「殺処分ゼロ」という言葉は、非常に強い道徳的インパクトを持つ。
誰もが望む“良いこと”の象徴として広まり、多くの自治体がとりくみ、選挙戦で公約に掲げる候補者もいて、国民の大半もまたそれを無条件に歓迎した。
しかし今、その“成功”の裏で、静かに異変が起きている。
日本各地で、外猫──いわゆる地域猫や野良猫の姿が目に見えて減少しているのである。
その減少は、「保護されたから」ではなく、避妊去勢による子孫を残させない、意図的な少子化政策による。
外猫の存在は、従来の家猫の供給構造そのものであった。多くの飼い猫は、野良として発見され、保護され、家庭に迎えられてきた。
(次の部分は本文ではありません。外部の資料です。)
PR #2163, opened 2024-01-24
add completion for limactl disk

vasileknik76:
Added disk name completion for the following commands:
`limactl disk delete`
`limactl disk unlock`
`limactl disk resize`


AkihiroSuda (approved):
Thanks

PR #2179, opened 2024-02-03
limayaml: allow `{{.Name}}` in provision scripts

AkihiroSuda:
Instance name (`{{.Name}}`) has been allowed in host templates but missing in guest templates


jandubois (approved):
Thanks, LGTM

PR #2181, opened 2024-02-03
Use `(*os.File).Write()` instead of `os.WriteFile()`

norio-nomura:
When `os.WriteFile()` writes to an existing file, it does not apply the permissions passed as parameter. The desired permissions have already been set by `os.CreateTemp()`, so to avoid confusion, it should be changed to a writing method that does not specify permissions.


jandubois (approved):
Thanks, LGTM.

つまり、家猫とは、外猫からの自然供給によって成立する文化だった。
だが、「殺処分ゼロ」を制度化する過程で、多くの自治体が猫の“持ち込み制限”を実施し、同時に“野良への餌やり禁止”を条例化した。
獣医師と連携し外猫への避妊去勢を進めた。
これにより、外猫の生存基盤そのものが破壊され、“保護すべき対象”が消えつつある。
さらに問題を複雑にしているのは、避妊去勢の推進が「当然」とされ、それに対して獣医師が何らの抑制も啓蒙も行わないことである。
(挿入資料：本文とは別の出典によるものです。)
PR #2202, opened 2024-02-14
fix: COLORTERM quoting on Windows

pendo324:
On Windows, when `COLORTERM` is set, you'll get an error like this when trying to run any Lima command. exit status `255` with stderr:

```
command-line line 0: invalid quotes
```

This is an issue because some programs (like VSCode's integrated terminal) set `COLORTERM` by default.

避妊去勢は、外猫を「増やさない」ための手段として機能するが、過度になれば当然ながら種の絶滅に繋がる。
動物病院は“避妊去勢”をビジネスとして取り込みながら、「個体数を維持する努力」は行わず、「数が減る結果」についても責任を負っていない。
つまり、制度・経済・倫理の連携によって、“殺処分数”は確かに減少したが、実際には“猫の総数”が激減しているという現象が生まれている。
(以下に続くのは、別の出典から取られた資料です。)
PR #2220, opened 2024-02-19
Support /etc/ssh/sshd_config.d for AcceptEnv

### LINKED ISSUE #2207: Make setting AcceptEnv more robust
> [the way we're adding COLORTERM to the sshd's AcceptEnv](https://github.com/lima-vm/lima/blob/88c89165273d87b33753a593af867b20c1d1c67d/pkg/cidata/cidata.TEMPLATE.d/boot/11-colorterm-environment.sh#L15) is broken on some modern distro's (like Fedora) because they don't ship an /etc/ssh/sshd_config with AcceptEnv in it at all.

_originally posted by @pendo324 in #2202_

I would suggest to write the AcceptEnv to a file in /etc/ssh/sshd_config.d when possible, and only patch /etc/ssh/sshd_config as a backup when the directory doesn't exist (see https://github.com/lima-vm/lima/pull/2202#issuecomment-1946708624).

afbjorklund:
Closes #2207

### DIFF
--- a/pkg/cidata/cidata.TEMPLATE.d/boot/11-colorterm-environment.sh
+++ b/pkg/cidata/cidata.TEMPLATE.d/boot/11-colorterm-environment.sh
@@ -1,18 +1,24 @@
 #!/bin/sh
 set -eux
 
-# openSUSE Tumbleweed uses /etc/ssh/sshd_config.d, not /etc/ssh/sshd_config
-# TODO: support /etc/ssh/sshd_config.d
-if [ ! -e /etc/ssh/sshd_config ]; then
+if [ -d /etc/ssh/sshd_config.d ]; then
+	if [ -e /etc/ssh/sshd_config.d/10-acceptenv-colorterm.conf ]; then
+		exit 0
+	fi
+
+	# accept any incoming COLORTERM environment variable
+	echo "AcceptEnv COLORTERM" >/etc/ssh/sshd_config.d/10-acceptenv-colorterm.conf
+elif [ -e /etc/ssh/sshd_config ]; then
+	if grep -q "COLORTERM" /etc/ssh/sshd_config; then
+		exit 0
+	fi
+
+	# accept any incoming COLORTERM environment variable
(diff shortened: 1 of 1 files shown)


pkg/cidata/cidata.TEMPLATE.d/boot/11-colorterm-environment.sh
```diff
@@ -1,18 +1,24 @@
...
+		exit 0
+	fi
+
+	# accept any incoming COLORTERM environment variable
+	echo "AcceptEnv COLORTERM" >/etc/ssh/sshd_config.d/10-acceptenv-colorterm.conf
 fi
 
-if grep -q "COLORTERM" /etc/ssh/sshd_config; then
-	exit 0
+if [ -e /etc/ssh/sshd_config ]; then
```
jandubois, line 13: Should this be an `elif`? Otherwise you are creating the separate file **and** also patching the config. I guess it doesn't hurt, but wanted to make sure it is intentional.

```suggestion
elif [ -e /etc/ssh/sshd_config ]; then
```

afbjorklund: I was thinking that it might be overridden in the default sshd_config, after including the files...

Currently it seems to be either/or in the distributions, but could be a possibility in future debian?

jandubois: You can have multiple `AcceptEnv` settings, and they are cumulative:

```
AcceptEnv FOO
AcceptEnv BAR
```

is the same as

```
AcceptEnv FOO BAR
```

afbjorklund: Ah, OK. I think I will change the code to use `elif` then - and to exit if it doesn't find anything (shouldn't happen)

jandubois (approved):
Thanks, LGTM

この構造は、目先の道徳性を優先するあまり、長期的な生態系・文化・共生関係の崩壊に繋がりかねない。
アンケート調査では、いまのところ家猫の数はあまり減っていないように見える。しかし一度減少し始めればしばらく止まらないだろう。
暮らしの中に溶け込んでいた地域猫のいる風景は、おそらく戻ることはないだろう。